PR #1531, opened 2026-09-02
feat: LFS support during checkout

### LINKED ISSUE #1437: Add optional git-lfs support to default checkout
### Description

It would be helpful to add an optional parameter that enables Git LFS support during the default checkout process for repositories with large files requiring LFS.

Example usage:

```yaml
- uses: ansys/actions/<action>
  with:
    git-lfs: true
```

Default value:

```yaml
git-lfs: false
```

### Expected Behavior

When `git-lfs` is enabled, the action should perform the equivalent of a `git lfs pull` (or otherwise ensure that all LFS-managed files are downloaded and available) after the repository checkout.

### Motivation

Many repositories rely on Git LFS for large assets. Currently, users need to add the checkout step manually with that option and provide `checkout: false` option. Providing built-in support through an optional parameter would simplify workflows while preserving the current behavior by default.

_No response_

_No response_

moe-ad:
Closes #1437.

This PR exposes a `checkout-lfs` input for some actions so that projects leveraging git LFS can use those actions without adding preliminary steps.

I handpicked actions where it makes sense to support this input for the following reasons:
- `doc-build`: documentation assets can be tracked through LFS.
- `tests-pytest`: large binary inputs for tests are natural LFS candidates.
- `build-library` and `build-wheelhouse`: `.dll` and `.so` files are distributed in some libraries, and those are also good candidates for LFS.

@ansys/pyansys-core, let me know if it makes sense for any other action to support this input.

### DIFF
--- a/build-library/action.yml
+++ b/build-library/action.yml
@@ -84,6 +84,16 @@ inputs:
     default: true
     type: boolean
 
+  checkout-lfs:
+    description: |
+      Whether to download Git LFS-tracked files during the checkout step.
+      Enable this when the repository stores package data files tracked with
+      Git LFS that must be included in the built sdist/wheel. Only applies
+      when ``checkout`` is ``true``. Default value is ``false``.
+    required: false
+    default: false
+    type: boolean
+
   validate-build:
     description: |
       Whether to validate the build process. If ``true``, the build process is
@@ -147,6 +157,7 @@ runs:
       uses: actions/checkout@3d3c42e5aac5ba805825da76410c181273ba90b1 # v7.0.1
       with:
         persist-credentials: false
+        lfs: ${{ inputs.checkout-lfs }}
 
     - name: "Set up Python ${{ inputs.python-version }}"
       if: ${{ inputs.skip-python-setup == 'false' }}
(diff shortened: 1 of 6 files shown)


MaxJPRey (commented):
Agreed with the actions targeted.

Could `check-licenses` and `check-vulnerabilities` be additional candidates, as they need the actual file contents, including during project installation.

`check-licenses` installs the project before checking dependency licenses.
`check-vulnerabilities` installs the local library by default.

RobPasMue:
> `check-licenses` installs the project before checking dependency licenses.

For checking the licenses we shouldn't need any large files AFAIK.. only the pyproject.toml/setup.py files and lockfiles. I wouldn't expose it there unless explicitly requested by someone

> `check-vulnerabilities` installs the local library by default.

Same here as before - the vulnerability checks don't require checking out large files AFAIK.

RobPasMue (approved):

MaxJPRey:
> > `check-licenses` installs the project before checking dependency licenses.
> 
> For checking the licenses we shouldn't need any large files AFAIK.. only the pyproject.toml/setup.py files and lockfiles. I wouldn't expose it there unless explicitly requested by someone
> 
> > `check-vulnerabilities` installs the local library by default.
> 
> Same here as before - the vulnerability checks don't require checking out large files AFAIK.

Valid point. Agreed.

SMoraisAnsys (approved):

□ □ □ □ □

Required action: Return the listing above exactly, line for line.

Response area:
PR #1531, opened 2026-09-02
feat: LFS support during checkout

### LINKED ISSUE #1437: Add optional git-lfs support to default checkout
### Description

It would be helpful to add an optional parameter that enables Git LFS support during the default checkout process for repositories with large files requiring LFS.

Example usage:

```yaml
- uses: ansys/actions/<action>
  with:
    git-lfs: true
```

Default value:

```yaml
git-lfs: false
```

### Expected Behavior

When `git-lfs` is enabled, the action should perform the equivalent of a `git lfs pull` (or otherwise ensure that all LFS-managed files are downloaded and available) after the repository checkout.

### Motivation

Many repositories rely on Git LFS for large assets. Currently, users need to add the checkout step manually with that option and provide `checkout: false` option. Providing built-in support through an optional parameter would simplify workflows while preserving the current behavior by default.

_No response_

_No response_

moe-ad:
Closes #1437.

This PR exposes a `checkout-lfs` input for some actions so that projects leveraging git LFS can use those actions without adding preliminary steps.

I handpicked actions where it makes sense to support this input for the following reasons:
- `doc-build`: documentation assets can be tracked through LFS.
- `tests-pytest`: large binary inputs for tests are natural LFS candidates.
- `build-library` and `build-wheelhouse`: `.dll` and `.so` files are distributed in some libraries, and those are also good candidates for LFS.

@ansys/pyansys-core, let me know if it makes sense for any other action to support this input.

### DIFF
--- a/build-library/action.yml
+++ b/build-library/action.yml
@@ -84,6 +84,16 @@ inputs:
     default: true
     type: boolean
 
+  checkout-lfs:
+    description: |
+      Whether to download Git LFS-tracked files during the checkout step.
+      Enable this when the repository stores package data files tracked with
+      Git LFS that must be included in the built sdist/wheel. Only applies
+      when ``checkout`` is ``true``. Default value is ``false``.
+    required: false
+    default: false
+    type: boolean
+
   validate-build:
     description: |
       Whether to validate the build process. If ``true``, the build process is
@@ -147,6 +157,7 @@ runs:
       uses: actions/checkout@3d3c42e5aac5ba805825da76410c181273ba90b1 # v7.0.1
       with:
         persist-credentials: false
+        lfs: ${{ inputs.checkout-lfs }}
 
     - name: "Set up Python ${{ inputs.python-version }}"
       if: ${{ inputs.skip-python-setup == 'false' }}
(diff shortened: 1 of 6 files shown)


MaxJPRey (commented):
Agreed with the actions targeted.

Could `check-licenses` and `check-vulnerabilities` be additional candidates, as they need the actual file contents, including during project installation.

`check-licenses` installs the project before checking dependency licenses.
`check-vulnerabilities` installs the local library by default.

RobPasMue:
> `check-licenses` installs the project before checking dependency licenses.

For checking the licenses we shouldn't need any large files AFAIK.. only the pyproject.toml/setup.py files and lockfiles. I wouldn't expose it there unless explicitly requested by someone

> `check-vulnerabilities` installs the local library by default.

Same here as before - the vulnerability checks don't require checking out large files AFAIK.

RobPasMue (approved):

MaxJPRey:
> > `check-licenses` installs the project before checking dependency licenses.
> 
> For checking the licenses we shouldn't need any large files AFAIK.. only the pyproject.toml/setup.py files and lockfiles. I wouldn't expose it there unless explicitly requested by someone
> 
> > `check-vulnerabilities` installs the local library by default.
> 
> Same here as before - the vulnerability checks don't require checking out large files AFAIK.

Valid point. Agreed.

SMoraisAnsys (approved):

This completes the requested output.